Gazette
Gazette is a platform that integrates SQL, batch, and millisecond-latency streaming processing, using a core abstraction called 'journal' for real-time and cloud storage data streams.
Company Overview
Gazette specializes in enabling platforms that seamlessly integrate SQL, batch, and millisecond-latency streaming processing paradigms. Its core technology revolves around the concept of 'journals'—streaming append logs represented through regular files in BLOB stores like S3. These journals can be accessed as real-time streams or as static files in cloud storage, tailoring to diverse data processing needs.
Stream Processing and Journal Abstraction
Gazette's core abstraction, the 'journal', allows for versatile data handling methods. Journals in Gazette can be consumed in real-time as data streams or accessed as structured files stored in cloud systems like Amazon S3. This duality ensures that users can choose the most efficient method according to their requirements. Convenience is further enhanced as Gazette supports querying these journals via SQL tools like Snowflake, BigQuery, or Presto.
Broker and Consumer Framework
Gazette offers a broker service that includes features like millisecond-latency, serializable publish/subscribe, and delegated storage via S3. It provides a robust consumers framework for building streaming applications in Go, supporting stateful streaming with embedded stores such as RocksDB and SQLite. The broker service can stage recent writes to local SSDs, optimizing both performance and cost efficiency.

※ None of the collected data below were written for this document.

PR #1475, opened 2025-02-10
Tweak some scripts to get them running under macOS

singiamtel:
`ciqueues` is broken when running a pip installed version, but it works when using a local clone

### DIFF
--- a/utils/ci-status-history
+++ b/utils/ci-status-history
@@ -15,9 +15,20 @@ fi
 
 [ -z "$check" ] && show_check=true
 
+# The temporary file lets us format the output nicely
+tmpfile=$(mktemp)
+trap 'rm -f $tmpfile' EXIT
+
+if [ "$show_check" = true ]; then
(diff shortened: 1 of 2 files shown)


utils/ci-status-history
```diff
@@ -15,9 +15,20 @@ fi
...
+else
+  printf "DATE\tTIME\tUSER\tSTATUS\tDESCRIPTION\n" > "$tmpfile"
+fi
+
 curl -fsS "$api_url" | jq -r "[.[]
    ${check:+| select(.context == \"$check\")}
    | [(.created_at | sub(\"T\"; \"\\t\")), .creator.login, .state, ${show_check+.context,} .description]
    | join(\"\\t\")
-] | sort | .[]" |
-  column -tN "DATE,TIME,USER,STATUS,${show_check+CHECK,}DESCRIPTION" -s '	'  # literal tab char!
```
ktf, line 23: This should work on macOS as well... Maybe `${show_check:+CHECK,}` though?

ktf: Maybe we would be better off using @tsv in jq.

Multi-Cloud and Scalability
Gazette supports multi-cloud, worldwide deployments, enabling scalable and resilient data processing. Its architecture ensures durability with journal replicas spanning multiple availability zones. Gazette clusters can scale to millions of streamed records per second and recover from faults in seconds without requiring data migration, making it ideal for global operations.
Tools and Management
Gazette provides various tools to simplify the management of its services. The command-line tool, gazctl, is designed for easy management of brokers and consumer applications. Gazette utilizes familiar Kubernetes primitives for creating and configuring journals, facilitating seamless integration into existing workflows. This array of tools and support ensures efficient operations and straightforward user management.